Named after Dr. Burrill B. Crohn, who first described the disease in 1932 along with colleagues Dr. Leon Ginzburg and Dr. Gordon D. Oppenheimer, Crohn’s disease belongs to a group of conditions known as Inflammatory Bowel Diseases (IBD). Crohn’s disease is a chronic inflammatory condition of the gastrointestinal tract.
When reading about inflammatory bowel diseases, it is important to know that Crohn’s disease is not the same thing as ulcerative colitis, another type of IBD. The symptoms of these two illnesses are quite similar, but the areas affected in the gastrointestinal tract (GI tract) are different.
Crohn’s most commonly affects the end of the small bowel (the ileum) and the beginning of the colon, but it may affect any part of the gastrointestinal (GI) tract, from the mouth to the anus. Ulcerative colitis is limited to the colon, also called the large intestine.
Crohn’s disease can also affect the entire thickness of the bowel wall, while ulcerative colitis only involves the innermost lining of the colon.

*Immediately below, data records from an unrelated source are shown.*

PR #4046, opened 2023-04-02
[rush] Rush version can generate version manifest

### LINKED ISSUE #3957: [rush] Versioning + Publishing Data Reports
## Summary

The commands `rush version` and `rush publish` should accept an optional report parameter, which will produce a structured report of the actions taken by the command, for consumption by following commands in a CI/CD pipeline.

## Details

As a monorepo maintainer, I may have various jobs that produce many published packages, but checking the published packages of a recent run involves scrolling through lots of job logs.

For example, after running this command:

```console
rush version --bump -b main --report common/temp/publish/version.json
```

This should produce a `version.json` file that looks like this:

```json
{
  "bumped": [
    {
      "name": "@acme/runner",
      "priorVersion": "0.3.0",
      "version": "0.4.0",
      "tag": "@acme/runner_v0.4.0",
      "date": "Tue, 09 Jan 2018 17:05:51 GMT",
      "comments": {
        "patch": [
          {
            "author": "Somebody",
            "commit": "d00b6549d13610fbb6f84be3478b532be9da0747",
            "comment": "Runner is 50% more awesome"
          }
        ]
      },
      "rendered": "## 0.4.0\nTue, 09 Jan 2018 17:05:51 GMT\n\n### Patches\n\n - Runner is 50% more awesome"
    },
    {
      "name": "@acme/dynamite",
      "priorVersion": "0.5.0",
      "version": "1.0.0",
      "tag": "@acme/dynamite_v.1.0.0",
      "date": "Tue, 09 Jan 2018 17:05:51 GMT",
      "comments": {
        "major": [
          {
            "author": "Somebody",
            "commit": "d00b6549d13610fbb6f84be3478b532be9da0747",
            "comment": "Dynamite no longer explodes randomly"
          }
        ]
      },
      "rendered": "## 1.0.0\nTue, 09 Jan 2018 15:05:51 GMT\n\n### Major\n\n - Dynamite no longer explodes randomly"
    }
  ]
}
```

The CI/CD pipeline can then produce a nice markdown table with a few extra lines of formatting (in a GHA workflow, for example, this would be appended to the `$GITHUB_STEP_SUMMARY`):

---

### Published Packages

Name | Version | Changelog
--- | --- | ---
@acme/runner | 0.4.0 | <h3>0.4.0</h3><h4>Patches</h4><ul><li>Runner is 50% more awesome</li></ul>
@acme/dynamite | 1.0.0 | <h3>1.0.0</h3><h4>Major</h4><ul><li>Dynamite no longer explodes randomly</li></ul>

---

The JSON structure above is nearly identical to the format generated for CHANGELOG.json, with the addition of a couple fields, so it should be relatively easy to output.

The file produced by `rush publish` should be similar, but without the `changes` entries and rendered markdown -- it's simply a list of published packages and their versions.

## Standard questions

| Question | Answer |
| -------- | -------- |
| Operating system? |  |
| Would you consider contributing a PR? |  Yes |

elliot-nelson:
## Summary

Allow the `rush version` command to optionally produce a new "version manifest" file, which describes the results of a _versioning event_ (in this case, version bumping of any projects during rush version).

This PR fixes #3957.

## Details

Create a schema for the _version manifest_, as well as a simple file save / file load class.

I've wired up just enough to show off the `rush version` command producing the report, but not all the details are there -- I can fill in the additional wiring if people feel the overall schema and naming make sense.

> Notes: there's a lot of possible names for this thing: it's a version _report_, it's a publishing _plan_, etc. I think "version manifest" might be the best option because it is, essentially, just a list of the projects we've versioned, without putting any spin on what you might do with it next (for example: convert it into a nice markdown report; use it as an input for rush publishing; use it as a github actions matrix for an infrastructure deployment workflow; etc.).

## How it was tested

 - In local monorepo, run: `(rush) version --bump --manifest-file=common/temp/manifest.json` produces the expected manifest.

## Impacted documentation

 - Add "version manifest" to the list of JSON schemas

### DIFF
--- a/libraries/rush-lib/src/logic/VersionManager.ts
+++ b/libraries/rush-lib/src/logic/VersionManager.ts
@@ -54,7 +54,8 @@ export class VersionManager {
   }
 
   /**
-   * Bumps versions following version policies.
+   * Bumps versions following version policies. Returns a map of updated packages and the corresponding
+   * updated Package JSON data. If there is not at least one updated package, returns undefined instead.
    *
    * @param lockStepVersionPolicyName - a specified lock step version policy name. Without this value,
    * versions for all lock step policies and all individual policies will be bumped.
@@ -68,7 +69,7 @@ export class VersionManager {
     bumpType?: BumpType,
     identifier?: string,
     shouldCommit?: boolean
-  ): Promise<void> {
+  ): Promise<Map<string, IPackageJson> | undefined> {
     // Bump all the lock step version policies.
     this._versionPolicyConfiguration.bump(lockStepVersionPolicyName, bumpType, identifier, shouldCommit);
 
@@ -88,9 +89,11 @@ export class VersionManager {
     );
 
     changeManager.load(this._rushConfiguration.changesFolder);
-    if (changeManager.hasChanges()) {
+    const updatedPackages: Map<string, IPackageJson> | undefined = changeManager.apply(!!shouldCommit);
+
+    if (updatedPackages) {
       changeManager.validateChanges(this._versionPolicyConfiguration);
-      changeManager.apply(!!shouldCommit)!.forEach((packageJson) => {
+      updatedPackages.forEach((packageJson) => {
         this.updatedProjects.set(packageJson.name, packageJson);
       });
       changeManager.updateChangelog(!!shouldCommit);
@@ -101,6 +104,8 @@ export class VersionManager {
     this._rushConfiguration = RushConfiguration.loadFromConfigurationFile(
       this._rushConfiguration.rushJsonFile
     );
+
+    return updatedPackages;
   }
 
   private _ensure(versionPolicyName?: string, shouldCommit?: boolean, force?: boolean): void {
--- a/libraries/rush-lib/src/logic/VersionManifest.ts
+++ b/libraries/rush-lib/src/logic/VersionManifest.ts
@@ -1,0 +1,54 @@
+// Copyright (c) Microsoft Corporation. All rights reserved. Licensed under the MIT license.
+// See LICENSE in the project root for license information.
+
+import { FileSystem, JsonFile, JsonSchema, IPackageJson } from '@rushstack/node-core-library';
+
+import schemaJson from '../schemas/version-manifest.schema.json';
+
+interface IVersionManifestJson {
+  projects: IVersionManifestProjectJson[];
+}
+
+interface IVersionManifestProjectJson {
+  name: string;
+  relativeFolderPath: string;
+  version: string;
+  previousVersion?: string;
+}
+
+/**
+ * A "version manifest" is a small JSON file that describes the results of a versioning
+ * event (for example, running "rush version --bump").
+ */
+export class VersionManifest {
+  private static _jsonSchema: JsonSchema = JsonSchema.fromLoadedObject(schemaJson);
+
+  private _data: IVersionManifestJson;
+
+  private constructor(data: IVersionManifestJson) {
+    this._data = data;
+  }
+
+  public async save(filePath: string): Promise<void> {
+    await FileSystem.writeFileAsync(filePath, JSON.stringify(this._data, undefined, 2));
+  }
+
+  public static fromUpdatedProjects(updatedProjects: Map<string, IPackageJson>): VersionManifest {
+    const data: IVersionManifestJson = { projects: [] };
+
+    for (const [name, packageJson] of updatedProjects.entries()) {
+      data.projects.push({
+        name: name,
+        relativeFolderPath: '.',
+        version: packageJson.version
+      });
+    }
+
+    return new VersionManifest(data);
+  }
+
+  public static async load(filePath: string): Promise<VersionManifest> {
+    const data: IVersionManifestJson = JsonFile.loadAndValidate(filePath, VersionManifest._jsonSchema);
+    return new VersionManifest(data);
+  }
+}
--- a/libraries/rush-lib/src/schemas/version-manifest.schema.json
+++ b/libraries/rush-lib/src/schemas/version-manifest.schema.json
@@ -1,0 +1,41 @@
+{
+  "$schema": "http://json-schema.org/draft-04/schema",
+  "title": "Version manifest output file format",
+  "description": "A version manifest is an output file produced by the 'rush version' command in Rush, describing the set of projects that have new versions and should be published and/or deployed.",
+  "type": "object",
+  "required": ["projects"],
+  "additionalProperties": false,
+  "properties": {
+    "$schema": {
+      "description": "Part of the JSON Schema standard, this optional keyword declares the URL of the schema that the file conforms to. Editors may download the schema and use it to perform syntax highlighting.",
+      "type": "string"
+    },
+    "projects": {
+      "description": "A list of versioned projects.",
+      "type": "array",
+      "items": {
+        "type": "object",
+        "required": ["name", "relativeFolderPath", "version"],
+        "additionalProperties": false,
+        "properties": {
+          "name": {
+            "description": "The name of the versioned project.",
+            "type": "string"
+          },
+          "relativeFolderPath": {
+            "description": "The relative path to the folder containing this project.",
+            "type": "string"
+          },
+          "version": {
+            "description": "The new version of the project to be published and/or deployed.",
+            "type": "string"
+          },
+          "previousVersion": {
+            "description": "(Optional) The previous version of this project.",
+            "type": "string"
+          }
+        }
+      }
+    }
+  }
+}
--- a/libraries/rush-lib/src/cli/actions/VersionAction.ts
+++ b/libraries/rush-lib/src/cli/actions/VersionAction.ts
@@ -14,6 +14,7 @@ import { PolicyValidator } from '../../logic/policy/PolicyValidator';
 import { BaseRushAction } from './BaseRushAction';
 import { PublishGit } from '../../logic/PublishGit';
 import { Git } from '../../logic/Git';
+import { VersionManifest } from '../../logic/VersionManifest';
 
 import type * as VersionManagerType from '../../logic/VersionManager';
 
@@ -30,6 +31,7 @@ export class VersionAction extends BaseRushAction {
   private readonly _overwriteBump: CommandLineStringParameter;
   private readonly _prereleaseIdentifier: CommandLineStringParameter;
   private readonly _ignoreGitHooksParameter: CommandLineFlagParameter;
+  private readonly _manifestFileParameter: CommandLineStringParameter;
 
   public constructor(parser: RushCommandLineParser) {
     super({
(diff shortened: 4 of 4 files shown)


libraries/rush-lib/src/logic/VersionManager.ts
```diff
@@ -88,9 +89,11 @@ export class VersionManager {
...
     changeManager.load(this._rushConfiguration.changesFolder);
-    if (changeManager.hasChanges()) {
+    const updatedPackages: Map<string, IPackageJson> | undefined = changeManager.apply(!!shouldCommit);
+
+    if (updatedPackages) {
       changeManager.validateChanges(this._versionPolicyConfiguration);
-      changeManager.apply(!!shouldCommit)!.forEach((packageJson) => {
+      updatedPackages.forEach((packageJson) => {
         this.updatedProjects.set(packageJson.name, packageJson);
       });
```
dmichon-msft, line 98:
```suggestion
      for (const [packageName, packageJson] of updatedPackages) {
        this.updatedProjects.set(packageName, packageJson);
      }
```

libraries/rush-lib/src/logic/VersionManifest.ts
```diff
@@ -0,0 +1,54 @@
...
+}
+
+/**
+ * A "version manifest" is a small JSON file that describes the results of a versioning
+ * event (for example, running "rush version --bump").
+ */
+export class VersionManifest {
+  private static _jsonSchema: JsonSchema = JsonSchema.fromLoadedObject(schemaJson);
+
+  private _data: IVersionManifestJson;
```
dmichon-msft, line 26:
```suggestion
  private readonly _data: IVersionManifestJson;
```

libraries/rush-lib/src/logic/VersionManifest.ts
```diff
@@ -0,0 +1,54 @@
...
+
+  private constructor(data: IVersionManifestJson) {
+    this._data = data;
+  }
+
+  public async save(filePath: string): Promise<void> {
+    await FileSystem.writeFileAsync(filePath, JSON.stringify(this._data, undefined, 2));
```
dmichon-msft, line 33: JsonFile.saveAsync?

libraries/rush-lib/src/logic/VersionManifest.ts
```diff
@@ -0,0 +1,54 @@
...
+  }
+
+  public static fromUpdatedProjects(updatedProjects: Map<string, IPackageJson>): VersionManifest {
+    const data: IVersionManifestJson = { projects: [] };
+
+    for (const [name, packageJson] of updatedProjects.entries()) {
+      data.projects.push({
+        name: name,
+        relativeFolderPath: '.',
```
dmichon-msft, line 42: This seems incorrect. Is this supposed to be the `projectRelativeFolder` from `RushConfigurationProject`?

libraries/rush-lib/src/logic/VersionManifest.ts
```diff
@@ -0,0 +1,54 @@
...
+  }
+
+  public async save(filePath: string): Promise<void> {
+    await FileSystem.writeFileAsync(filePath, JSON.stringify(this._data, undefined, 2));
+  }
+
+  public static fromUpdatedProjects(updatedProjects: Map<string, IPackageJson>): VersionManifest {
+    const data: IVersionManifestJson = { projects: [] };
+
+    for (const [name, packageJson] of updatedProjects.entries()) {
```
dmichon-msft, line 39:
```suggestion
    for (const [name, packageJson] of updatedProjects) {
```

`[Symbol.iterator]()` returns the same iterator as `.entries()`

libraries/rush-lib/src/schemas/version-manifest.schema.json
```diff
@@ -0,0 +1,41 @@
...
+    },
+    "projects": {
+      "description": "A list of versioned projects.",
+      "type": "array",
+      "items": {
+        "type": "object",
+        "required": ["name", "relativeFolderPath", "version"],
+        "additionalProperties": false,
+        "properties": {
+          "name": {
```
dmichon-msft, line 21: Unless duplicates are allowed, it makes more semantic sense to have this be a dictionary of package name to change data. I know @octogonz prefers named fields for auto-complete, but this isn't a manually authored file.

libraries/rush-lib/src/schemas/version-manifest.schema.json
```diff
@@ -0,0 +1,41 @@
...
+            "description": "The name of the versioned project.",
+            "type": "string"
+          },
+          "relativeFolderPath": {
+            "description": "The relative path to the folder containing this project.",
```
dmichon-msft, line 26: Relative to what?

libraries/rush-lib/src/schemas/version-manifest.schema.json
elliot-nelson: 🤔 I'm fine with either. I think I was trying to optimize for ease-of-use across other tooling, but they might be too similar to pick a favorite.

### Use case 1: some kind of GHA workflow matrix

```console
# Array
echo "FOLDERS=$(cat manifest.json | jq '[.[].relativeFolderPath]' -c)" >> $GITHUB_OUTPUT

# Dictionary
echo "FOLDERS=$(cat manifest.json | jq '[values[].relativeFolderPath]' -c)" >> $GITHUB_OUTPUT
```

### Use case 2: some kind of inline report

In this case I think array is a bit easier but they are comparable:

```console
# Array
node -pe '"### Publishing\n\nName | Version\n--- | ---\n" + require("./manifest.json").map(x => x.name + " | " + x.version).join("\n")'

# Dictionary
node -pe 'a=require("./manifest.json"),"### Publishing\n\nName | Version\n--- | ---\n" + Object.keys(a).map(x => x + " | " + a[x].version).join("\n")'
```

libraries/rush-lib/src/schemas/version-manifest.schema.json
elliot-nelson: Ah this is intended to be from root of the monorepo (relative as opposed to absolute).

libraries/rush-lib/src/logic/VersionManifest.ts
```diff
@@ -0,0 +1,73 @@
...
+export class VersionManifest {
+  private static _jsonSchema: JsonSchema = JsonSchema.fromLoadedObject(schemaJson);
+
+  private readonly _data: IVersionManifestJson;
+
+  private constructor(data: IVersionManifestJson) {
+    this._data = data;
+  }
+
+  public async save(filePath: string): Promise<void> {
```
iclanton, line 35:
```suggestion
  public async saveAsync(filePath: string): Promise<void> {
```

libraries/rush-lib/src/logic/VersionManifest.ts
```diff
@@ -0,0 +1,73 @@
...
+          version: packageJson.version,
+          previousVersion: rushProject.packageJson.version
+        });
+      }
+    }
+
+    return new VersionManifest(data);
+  }
+
+  public static async load(filePath: string): Promise<VersionManifest> {
```
iclanton, line 69:
```suggestion
  public static async loadAsync(filePath: string): Promise<VersionManifest> {
```

libraries/rush-lib/src/logic/VersionManifest.ts
```diff
@@ -0,0 +1,73 @@
...
+    const data: IVersionManifestJson = JsonFile.loadAndValidate(filePath, VersionManifest._jsonSchema);
```
iclanton, line 70:
```suggestion
    const data: IVersionManifestJson = await JsonFile.loadAndValidateAsync(filePath, VersionManifest._jsonSchema);
```

iclanton:
So this will just generate a manifest of what was changed by that particular version event? It won't be able to replace [this functionality](https://github.com/microsoft/rushstack/blob/main/common/config/azure-pipelines/templates/record-published-versions.yaml)?

elliot-nelson:
> So this will just generate a manifest of what was changed by that particular version event? It won't be able to replace [this functionality](https://github.com/microsoft/rushstack/blob/main/common/config/azure-pipelines/templates/record-published-versions.yaml)?

@iclanton 🤔 This is a good question!

The way I envision it, a "version manifest" is a file that describes only the _actions taken in a particular versioning event_, and would not include what this file you linked to includes (which is more like generating a summary of all versions in the repo).

A nuance there is that the toolbox is using the `shouldPublish` boolean flag to query whether something is a published package. I hope to eventually eliminate this flag altogether -- e.g. if your monorepo contained 100 packages, with 14 of them published to NPM, 11 of them "published" to public GitHub Actions repos in GitHub, and 9 of them deployed as Azure Functions, you might be _versioning_ all of them using the version tooling -- but in this script you are interested in only those 14 published to NPM.

The way I envision Versioning 2.0, eventually, we'd scrap `shouldPublish` and run a command like this:

```console
rush version --scenario publish-npm --manifest manifest.json
rush publish --manifest manifest.json
```

What packages does this publish? Well, that scenario in `version-scenarios.json` might look like:

```json
{
  "name": "publish-npm",
  "projectScope": { "tag": "publish-npm" }
}
```

So, in this world, how would you get the report file that you wanted? My first suggestion would be to see if you can modify the tooling that consumes the file to use the JSON output of rush list instead.

```console
rush list --only tag:publish-npm --json > report.json
```

If you can't, then I'd suggest two changes to `rush list`: let's add a formal "output file" option, and a formal "format" option.

```console
rush list --only tag:publish-npm -o report.json --format version-report
```

Then you could scrap the custom toolbox action.

libraries/rush-lib/src/schemas/version-manifest.schema.json
dmichon-msft: For the node example, `Object.entries` will convert it back to an array of `[key, value]` tuples, so:
```
node -pe '`### Publishing\n\nName | Version\n--- | ---\n${Object.entries(require(`./manifest.json`)).map(([name, { version }]) => `${name} | ${version}`).join(`\n`)}`'
```

Pretty negligible complexity difference, but makes the file guaranteed to not contain duplicates.

libraries/rush-lib/src/schemas/version-manifest.schema.json
```diff
@@ -0,0 +1,41 @@
...
+        "properties": {
+          "name": {
+            "description": "The name of the versioned project.",
+            "type": "string"
+          },
+          "relativeFolderPath": {
+            "description": "The path to the folder containing this project, relative to the root of the monorepo.",
+            "type": "string"
+          },
+          "version": {
```
chengcyber, line 29: I am thinking about whether "version" and "previousVersion" is useful here.

Assuming the we have a `my-lib@1.0.0`, and going to do a patch version.

Running `rush version` generate the publishing plan file, including

```
[
  {
    "name": "my-lib",
    "version": "1.0.1",
    "changes": [...],   // <-- I can see "comments" property in design, where is it? 🤔
  }
]
```

But, in the workflow, the version is not the "final" version during publishing. By running `rush publish --plan <plan_file_above> --suffix alpha.0`. (Correct me if I am wrong).

The `version`s here in the manifest becomes less useful, since it no longer shows the "final" version.

libraries/rush-lib/src/schemas/version-manifest.schema.json
```diff
@@ -0,0 +1,41 @@
...
+    "$schema": {
+      "description": "Part of the JSON Schema standard, this optional keyword declares the URL of the schema that the file conforms to. Editors may download the schema and use it to perform syntax highlighting.",
+      "type": "string"
+    },
+    "projects": {
+      "description": "A list of versioned projects.",
+      "type": "array",
+      "items": {
+        "type": "object",
+        "required": ["name", "relativeFolderPath", "version"],
```
chengcyber, line 18: I can see `comments` property in design. Is it removed?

Finally, in Crohn’s disease, the inflammation of the intestine can “skip”– leaving normal areas in between patches of diseased intestine. In ulcerative colitis this does not occur.
Recognizing the Signs and Symptoms
Crohn’s disease can affect any part of the GI tract. While symptoms vary from patient to patient and some may be more common than others, the tell-tale symptoms of Crohn’s disease include:
- Persistent Diarrhea
- Rectal bleeding
- Urgent need to move bowels
- Abdominal cramps and pain
- Sensation of incomplete evacuation
- Constipation (can lead to bowel obstruction)

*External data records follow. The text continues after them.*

PR #4059, opened 2023-04-17
[heft-next] Merge main into release/heft-0.50.0-rc

dmichon-msft:
## Summary
Pulls in changes from main (namely the jest 29.5 bump) to the heft RC branch.

## Details
Also updates cyclic dependency on Heft.

## How it was tested
Full `rush test -v`

## Impacted documentation
None.


apps/heft/src/pluginFramework/InternalHeftSession.ts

General symptoms that may also be associated with IBD:
- Loss of appetite
- Weight Loss
- Night sweats
- Loss of normal menstrual cycle
Even if you think you are showing signs of Crohn’s Disease symptoms, only proper testing performed by your doctor can render a diagnosis.
People suffering from Crohn’s often experience loss of appetite and may lose weight as a result. A feeling of low energy and fatigue is also common. Among younger children, Crohn’s may delay growth and development.

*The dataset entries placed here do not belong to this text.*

PR #4073, opened 2023-04-24
[module-minifier-plugin] Emit position data

dmichon-msft:
## Summary
Extends `ModuleMinifierPlugin` (both `webpack@4` and `webpack@5` versions) with data about the rendered locations of each minified module in the final assets, so that they may be sliced out for diffing purposes.

## Details
Emits an additional metadata table mapping asset names to the map from module ID to character offset and length.

## How it was tested
Added unit tests to validate the emitted data.

## Impacted documentation
Metadata fields currently not documented.


dmichon-msft:
This may need some attention in `LocalizationPlugin` since that performs further post-processing of asset content.

TheLarkInn (approved):

webpack/webpack4-module-minifier-plugin/src/ModuleMinifierPlugin.ts
```diff
@@ -38,7 +38,9 @@ import {
   IPostProcessFragmentContext,
   IDehydratedAssets,
   _IWebpackCompilationData,
-  _IAcornComment
+  _IAcornComment,
```
iclanton, line 41: Change this import statement to an `import type`?

iclanton (approved):

PR #4074, opened 2023-04-25
Fix look by path

chengcyber:
## Summary

Fixes the logic of prefix match in `LookupByPath` when the last segment of project folder is a single character.

## Details

I am testing build cache in a demo Rush.js monorepo with several projects, the rush.json is like

```json
"projects": [
  {
    "packageName": "a",
    "projectFolder": "projects/a"
  },
  {
    "packageName": "b",
    "projectFolder": "projects/b"
  },
  // ...
]
```

However, when i run `rush build` with build cache enabled. I found there is a issue to calculate the correct cache id. After dive into the code, it seems there is an edge case when prefix matching with each project folders.

Actual behaviour:

When creating the lookup tree with `projects/a`, it now ignores the trailing character a. The path tree would be like

```
{
  value: undefined,
  children: { // It's a map, use object here to show idea.
    "projects": { 
      value: RushConfigurationProject // <-- which is project a.
    }
  }
}
```

The incorrect path tree leads to a issue to match the files under "projects" folder, which means Rush.js now treats `projects/b/package.json`, `projects/c/package.json`, etc.. belongs to project A, and finally the "ProjectBuildCache#_getCacheId" doesn't get the right scope of the project B, C....

Expected:

Create the correct path tree

```
{
  value: undefined,
  children: { // It's a map, use object here to show idea.
    "projects": {
      value: undefined
      children: {
        a: {
          value: RushConfigurationProject // <-- a
        },
        b: {
          value: RushConfigurationProject // <-- b
        },
        ...
      }
    }
  }
}
```

`projects/a/package.json` belongs to `projects/a`
`projects/b/package.json` belongs to `projects/b`

## How it was tested

Add a new test case to cover this edge case.

## Impacted documentation

Nope

### DIFF
--- a/common/changes/@microsoft/rush/fix-look-by-path_2023-04-25-09-41.json
+++ b/common/changes/@microsoft/rush/fix-look-by-path_2023-04-25-09-41.json
@@ -2,7 +2,7 @@
   "changes": [
     {
       "packageName": "@microsoft/rush",
-      "comment": "Correctly match the prefix with the last single character segment",
+      "comment": "Fix an issue where the last character in a project's path is ignored when determining which files contribute to the project's cache ID.",
       "type": "none"
     }
   ],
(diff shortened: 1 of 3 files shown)


dmichon-msft (approved):
Good catch.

Crohn’s is a chronic disease, so this means patients will likely experience periods when the disease flares up and causes symptoms, followed by periods of remission when patients may not notice symptoms at all.
In more severe cases, Crohn’s can lead to tears (fissures) in the lining of the anus, which may cause pain and bleeding, especially during bowel movements. Inflammation may also cause a fistula to develop. A fistula is a tunnel that leads from one loop of intestine to another, or that connects the intestine to the bladder, vagina, or skin. This is a serious condition that requires immediate medical attention.
The symptoms you or your loved one experience may depend on which part of the GI tract is affected.